When $V\ll V_{{cr}_{\textrm{1}}}$ and $V\ll V_{{cr}_{\textrm{3}}}$, the use of Eq. (62) in Eq. (44) yields

$$\begin{aligned} V_{cr0}= & {} \left\{ {\frac{1}{3}\frac{1}{\left[ {\rho ^{(1)}h_{1} +\rho ^{(2)}h_{2} } \right] ^{2}}\left[ {\frac{E^{(1)}h_{1}^{3} }{\left( {1+\nu ^{(1)}} \right) \left( {1-\nu ^{(1)}} \right) }+\frac{E^{(2)}h_{2}^{3} }{\left( {1+\nu ^{(2)}} \right) \left( {1-\nu ^{(2)}} \right) }} \right] } \right\} ^{1/4} \nonumber \\{} & {} \times \left\{ {\frac{E^{(1)}}{\left( {1+\nu ^{(1)}} \right) \left( {1-\nu ^{(1)}} \right) }\frac{h_{1} }{R_{1}^{2} }+\frac{E^{(2)}}{\left( {1+\nu ^{(2)}} \right) \left( {1-\nu ^{(2)}} \right) }\frac{h_{2} }{R_{2}^{2} }} \right. \nonumber \\{} & {} \left. {-\frac{\left[ {\frac{E^{(1)}\nu ^{(1)}}{\left( {1+\nu ^{(1)}} \right) \left( {1-\nu ^{(1)}} \right) }\frac{h_{1} }{R_{1} }+\frac{E^{(2)}\nu ^{(2)}}{\left( {1+\nu ^{(2)}} \right) \left( {1-\nu ^{(2)}} \right) }\frac{h_{2} }{R_{2} }} \right] \left[ {\frac{E^{(1)}\nu ^{(1)}}{\left( {1+\nu ^{(1)}} \right) \left( {1-\nu ^{(1)}} \right) }\frac{1}{R_{1} }+\frac{E^{(2)}\nu ^{(2)}}{\left( {1+\nu ^{(2)}} \right) \left( {1-\nu ^{(2)}} \right) }\frac{1}{R_{2} }} \right] }{\frac{E^{(1)}}{\left( {1+\nu ^{(1)}} \right) \left( {1-\nu ^{(1)}} \right) }+\frac{E^{(2)}}{\left( {1+\nu ^{(2)}} \right) \left( {1-\nu ^{(2)}} \right) }}} \right\} ^{1/4} \end{aligned}$$

(64)

as the critical velocity $V_{{cr}_{\textrm{0}}}$for a composite tube consisting of two dissimilar cubic material thin layers under an internal pressure moving at a constant velocity V $<<$ min($V_{{cr}_{\textrm{1}}}$, $V_{{cr}_{\textrm{3}}})$, which has excluded the transverse shear, rotary inertia and radial stress effects.

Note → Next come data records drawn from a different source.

Issue #260, opened 2019-04-29
Terminology definition of Application


mkovatsc:
After several iterations on the text, the WoT-specific definition of "Application" does not really apply anymore. It is somewhat in conflict with "Consumer" and "Behavior".

I checked the text and would recommend to simply delete its definition from the Terminology section. The common understanding of "application" fits to the text and the meaning we want.

mlagally:
agreed in call on May 2nd.

PR #292, opened 2019-05-05
Remove Application definition from Terminology

mkovatsc:
See #260, fixed.


zolkis:
Now we don't have WoT Applications any more? So what do we have?

mlagally:
As agreed in last week's call. Merging.

Issue #182, opened 2019-03-25
Add a definition of Proxy


mmccool:
Since we have a definition of Digital Twin.  Definition should be consistent with discussion in 9.1.2.

mlagally:
call on 4.4.:
Matsukura-san will provide a PR.

mkovatsc:
On the conceptional level (Thing, Consumers), we now have Intermediaries.
See #221

mkovatsc:
Please clarify if we still need "proxy".

mlagally:
call on 25.4.:
Defer - let's incorporate the terminology updates from section 6 into the rest of the document first.

mkovatsc:
See #293.
We do not need such a definition. I propose closing this issue.

PR #293, opened 2019-05-05
Revise usage of term proxy

mkovatsc:
Revisting #182, I made a pass and clarified all occurrences of the term "proxy". As a result, we definitely do not need a definition of the term.

I also fixed a statement in 9.2.4 to clarify that Consumers discover Things through the directory and then connect to the Things.


mlagally:
Looks good.

PR #300, opened 2019-05-06
Editorial chapter 6

mlagally:


index.html
```diff
@@ -1627,7 +1638,7 @@ <h2>Affordances</h2>
             <p>
                 A central aspect in W3C WoT is the provision of machine-understandable metadata (i.e., <a>WoT Thing Descriptions</a>).
                 Ideally, such metadata is self-descriptive, so that <a>Consumers</a> are able to identify
-                <em>what</em> capabilities a <a>Thing</a> provides and <em>how</em> to use the provided capabilities.
+                <em>which</em> capabilities a <a>Thing</a> provides and <em>how</em> to use the provided capabilities.
```
mkovatsc: Please leave "what". "Which" has the notion of a well-known list from which must be picked.

index.html
```diff
@@ -1809,18 +1824,19 @@ <h2>Hypermedia Controls</h2>
...
-                A hypermedia control is the machine-understandable serialization of <em>how</em> to activate an affordance.
+                But also machines can follow links in a meaningful way, when the Web link is further described 
+                by a relation type and a set of target attributes.
+                A hypermedia control is the machine-understandable description of <em>how</em> to use an affordance.
                 Hypermedia controls usually originate from a Web server and are discovered in-band while a Web client is interacting with the server.
                 This way, Web servers can drive clients through Web applications dynamically,
                 by taking their current state and other factors such as authorization into account.
                 This is opposed to out-of-band interface descriptions that need to be preinstalled or hardcoded into clients
-                (e.g., RPC, WS-* Web services, HTTP services with fixed URI-method-response definitions).
+                (e.g., RPC, WS-* Web services, HTTP+REST services with fixed URI-method-response definitions).
```
mkovatsc: Please remove REST. There is no REST when the URIs are hard-coded and resources are typed through out of band information.

I know that too many people casually  call anything HTTP based REST(ful), but it is wrong.

index.html
```diff
@@ -1922,30 +1938,29 @@ <h3>Forms</h3>
...
+                            Nevertheless, all-lowercase URIs SHOULD be used for extension operation types.
                         </span>
                     </li>
                 </ul>
                 <p>
                     <span class="rfc2119-assertion" id="arch-op-request-method">
-                    The request method MUST identify one method of
-                    the standard set of the protocol identified by the
+                    The request method MUST identify one operation type of
+                    the standard set of operation types of the protocol identified by the
```
mkovatsc: The operation type (op) is different from the method.
Please revert to "method".

index.html
```diff
@@ -2061,7 +2076,7 @@ <h3>Forms</h3>
             <h2>Protocol Bindings</h2>
             <p>
                 A Protocol Binding is the mapping from an <a>Interaction Affordance</a> to concrete messages of a specific protocol such as HTTP [[!RFC7231]], CoAP [[!RFC7252]], or MQTT [[!MQTT]].
-                It informs the <a>Consumer</a> <em>how</em> to activate the <a>Interaction Affordance</a> through a network-facing interface.
+                It informs the <a>Consumer</a> <em>how</em> to use the <a>Interaction Affordance</a> through a network-facing interface.
```
mkovatsc: Please revert to activate.
We checked this wording during the hypermedia workshop with IETF people.

index.html
```diff
@@ -2081,11 +2096,13 @@ <h3>Hypermedia-driven</h3>
                         href="#sec-hypermedia-controls"></a>) to be self-descriptive on how to activate the Interaction Affordance.
                     </span>
                     <span class="rfc2119-assertion" id="arch-hypermedia-origin">
-                        The hypermedia controls MUST originate from the authority managing the Thing providing the corresponding Interaction Affordance.
+                        The hypermedia controls MUST originate from the authority managing the Thing which is providing the corresponding Interaction Affordance.
```
mkovatsc: Please use "that" instead of "which", as it is a restrictive subclause

index.html
```diff
@@ -2122,17 +2139,17 @@ <h3>Media Types</h3>
...
                     for JSON [[!RFC8259]] or
                     <code>application/cbor</code>
-                    for CBOR [[!RFC7049]].
+                    for CBOR [[!RFC7049]]. They are managed by IANA. 
                 </p>
                 <p>
                     Some Media Types might need additional parameters to fully specify the representation format used.
                     Examples are <code>text/plain; charset=utf-8</code> or <code>application/ld+json; profile="http://www.w3.org/ns/json-ld#compacted"</code>.
-                    This needs to be taken into account in particular when describing data to be sent to <a>Things</a>.
+                    This needs to be taken into account in particular when describing data to be sent to, or received by <a>Things</a>.
```
mkovatsc: Please remove "received by", because in that case the Thing must apply and set the content type in the message. A media Type hint would be enough.
When sending to Things, the Consumer must know the exact content type to formulate a correct request. A media type hint would not be enough. Hence "in particular"  for sending to Things.

index.html
```diff
@@ -2144,7 +2161,7 @@ <h3>Media Types</h3>
                     semantics for its elements (e.g., XML, JSON, CBOR). 
                     <span class="rfc2119-assertion" id="arch-schema">Thus,
                         the corresponding Interaction Affordances SHOULD
-                        declare a data schema to provide more detailed
+                        declare a <em>data schema</em> to provide more detailed
                         semantic metadata for the data exchanged.</span>
```
mkovatsc: Could you fix this to "syntactic metadata", please?

index.html
```diff
@@ -2174,29 +2196,29 @@ <h2>WoT System Components and their Interconnectivity</h2>
 
             <p>On the other hand, <a>Consumers</a> are always implemented by 
                <a>Servients</a>, as they must be able to process the <a>Thing Description</a> (TD) 
-               format and must have a protocol stack that can be configured through 
+               format and must have a protocol stack that can be configured to use a thing through
```
mkovatsc: The protocol stack itself needs to be configured. The configuration information is given in the Protocol Binding. Hence, "configured through" or "by" Protocol Binding information.

mlagally: I agree that the protocol stack needs to be configured, but that's still expressed here.
My change explains the purpose of configuring the protocol stack, i.e. "to use a thing".
IMHO the change adds clarity.

index.html
mlagally: good catch

index.html
mlagally: hmmm. I think the term "activate" is not ideal, since it implies that there is some activity happening at the thing, which is not the case if you read a property.
Using can mean to activate, to read, to subscribe etc, ...

mkovatsc: "Using" could also just mean to learn what choices exist.

index.html
mlagally: ok

index.html
mlagally: ok

index.html
mkovatsc: "configured to use a *T*hing" sounds to me like just giving a target... maybe "configured for a Thing through"?

index.html
mlagally: ok

index.html
mlagally: 👍

index.html
mlagally: "interact with" ?

mkovatsc: "activate" -- as I said we already invested time into this.
This terminology you can find for instance in texts by Mike Amundsen (the RESTful Web APIs O'Reilly book and more...).

mlagally:
Requested changes were addressed and the CR-candidate-2 was updated.

mlagally:
approved to merge in call on 7.5.

PR #302, opened 2019-05-06
Editorial chapter 8

mlagally:


index.html
```diff
@@ -2608,8 +2608,11 @@ <h3>WoT Security and Privacy Guidelines</h3>
     <section id="sec-servient-implementation" class="informative">
         <h1>Servient Implementation</h1>
         <p>
-            A <a>Servient</a> is a software stack that implements the WoT building blocks presented in the previous section.
-            <a>Servients</a> can host and expose <a>Things</a> and/or consume <a>Things</a> (i.e., host <a>Consumers</a>).
+            As described in section <a href="sec-WoT-servient-architecture-high-leve"></a>
```
k-toumura: This might be: `<a href="#sec-WoT-servient-architecture-high-level"></a>`

mkovatsc: Should also be all lower case (cf. WoT)

mkovatsc:
Not in Section 8, but this is an open PR: There are occurances of "WoT Building Blocks", where building blocks is capitalized. Since it is not a defined term under Terminology, I would make it lower case consistently.

index.html
```diff
@@ -2630,8 +2630,11 @@ <h3>WoT Security and Privacy Guidelines</h3>
     <section id="sec-servient-implementation" class="informative">
         <h1>Servient Implementation</h1>
         <p>
-            A <a>Servient</a> is a software stack that implements the WoT building blocks presented in the previous section.
-            <a>Servients</a> can host and expose <a>Things</a> and/or consume <a>Things</a> (i.e., host <a>Consumers</a>).
+            As defined in <a href="sec-wot-servient-architecture-high-level"></a>
```
mkovatsc: Needs comma at the end.

index.html
```diff
@@ -2641,61 +2644,64 @@ <h1>Servient Implementation</h1>
...
-            is also a scripting runtime system that is able to interpret and execute application scripts.
-            <a>Servients</a> with the <a>WoT Scripting API</a> usually run on powerful devices, edge nodes, or in the cloud.
-            There are, however, also scripting environments for resource-constrained systems.
-            Furthermore, the WoT Architecture does not limit the application-facing API of the <a>WoT Runtime</a> to JavaScript/ECMAScript.
+            <a href="#architecture-implementation"></a> shows a <a>Servient</a> implementation that is using the (optional) <a>WoT Scripting API</a> building block.
+            Here, the <a>WoT Runtime</a> is also a <a>Scripting Runtime</a> system that,
+            in addition to managing the WoT-specific aspects, also interprets and executes the application scripts.
+            <a>Servients</a> that support the <a>WoT Scripting API</a> usually run on powerful devices, edge nodes, or in the cloud.
+            The WoT Architecture does not limit the application-facing API of the <a>WoT Runtime</a> to JavaScript/ECMAScript [[ECMAScript]].
```
mkovatsc: I think we can drop the reference here, as we DO NOT limit to this, no?

index.html
```diff
@@ -2641,61 +2644,64 @@ <h1>Servient Implementation</h1>
...
+            There are also other runtime systems for resource-constrained systems that can be used to implement a <a>Servient</a>.
```
mkovatsc: This now sounds as if other runtime systems are only for resource-constrained systems... how about:

"Also other runtime systems can be used to implement a <a>Servient</a>."

We have examples and mentioning of resource constraints in the next paragraph, with is the detailed version of the last line.

index.html
```diff
@@ -2641,61 +2644,64 @@ <h1>Servient Implementation</h1>
...
-            for instance C/C++ for embedded <a>Servients</a> or Java for cloud-based <a>Servient</a>.
-            It may also be an alternative scripting langague such as Lua to combine the benefits of application scripts with low resource consumption.
+            for instance C/C++ for embedded <a>Servients</a> or Java for cloud-based <a>Servients</a>.
+            It may also be an alternative scripting languague such as Lua to combine the benefits of application scripts with low resource consumption.
         </p>
         <figure id="architecture-implementation">
             <img src="images/servient/wot-thing-scripting.png"
                  class="wot-arch-diagram" />
-            <figcaption>Implementation of a Servient Using the Optional WoT Scripting API</figcaption>
+            <figcaption>Implementation of a Servient using the WoT Scripting API</figcaption>
```
mkovatsc: You capitalized captions in the Section 5 PR ;)

index.html
```diff
@@ -2641,61 +2644,64 @@ <h1>Servient Implementation</h1>
...
                 (when providing the <a>WoT Scripting API</a> or any other script-based API).
                 They are portable, as they are written against the common <a>WoT Scripting API</a> definitions,
                 and hence can be executed by any <a>Servient</a> featuring this building block.
-                This makes it possible to migrate certain application logic between system components,
+                This makes it possible to shift application logic between system components,
                 for instance moving a <a>Consumer</a> from the cloud to an edge node to meet networking requirements,
-                or move an <a>Intermediary</a> to the cloud to fulfill growing resource demands.
-                The portability can also foster <a>Thing</a> customization by installing behavior following the app concept known from smartphones.
+                or to move an <a>Intermediary</a> to the cloud to fulfill growing resource demands.
+                Additional behavior can be 'installed' after deployment of a <a>Servient</a> through portable applications.
```
mkovatsc: So need portable installer applications? :)

"Portable application scripts also allow to 'install' additional behavior after the deployment of a Servient."

?

index.html
mlagally: This will be resolved by the other PR.

index.html
mlagally: 👍

index.html
mlagally: 👍

index.html
mlagally: Your proposal also suggests that the applications provide the 'install' feature,
however this is a feature of the runtime.

Rewirded to:
Portable applications enable to 'install' additional behavior after the deployment of a Servient.

mlagally:

PR #313, opened 2019-05-07
Cr candidate 2

mlagally:


mlagally:
Updated as discussed in the call on 7.5.
This includes all changes from the four PRs that were reviewed in the call.

PR #319, opened 2019-05-07
Issue 134 device registers itself pattern

mlagally:


mlagally:

PR #516, opened 2020-06-01
Created smart-campus use case

AndreaCimminoArriaga:
Use case focused on discovery capabilities within a smart campus. This UC was originally proposed in the wot-discovery repository, but I was asked to move it here.


mlagally:
Arch call on 18.6.:
Very good submission with a lot of details, thanks a lot.
The images should be moved to the images directory of this github repo.
If possible, the images should be available as SVG files to have them better rendered in the document.

AndreaCimminoArriaga:
Many thanks! I included images in svg and png

PR #531, opened 2020-08-26
Define Discovery requirements

mmccool:
To support the WoT Discovery deliverable.


mlagally:
Approved in Arch call on 27.8.

PR #562, opened 2020-10-14
Add candidates for UI link types

relu91:
Coming from https://github.com/w3c/wot-testing/issues/87, this PR adds two possible link types to point towards WebThing UIs. See [my comment](https://github.com/w3c/wot-testing/issues/87#issuecomment-702801947)

### DIFF
--- a/REQUIREMENTS/link-relation-types.md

If the tube is homogeneous with $E^{(1)}=E^{(2)}=E,\nu ^{(1)}=\nu ^{(2)}=\nu ,\rho ^{(1)}=\rho ^{(2)}=\rho , R_{1} \approx R\approx R_{2},h_{1} =h$ and $h_{2} =0,$ then Eq. (64) simplifies to

$$\begin{aligned} V_{cr0} =\root 4 \of {\frac{1}{3}\frac{h^{2}}{R^{2}}\frac{1}{\rho ^{2}}\frac{E^{2}}{1-\nu ^{2}}}, \end{aligned}$$

(65)

which is the same as that first derived in [4] for single-layer cubic material thin tubes without including the transverse shear, rotary inertia and radial stress effects

4.4.3 Composite tube with two isotropic layers

For isotropic materials with two independent elastic constants E (Young’s modulus) and $\nu $ (Poisson’s ratio), the stiffness components for orthotropic materials introduced in Eq. (3) simplify to (e.g., [27])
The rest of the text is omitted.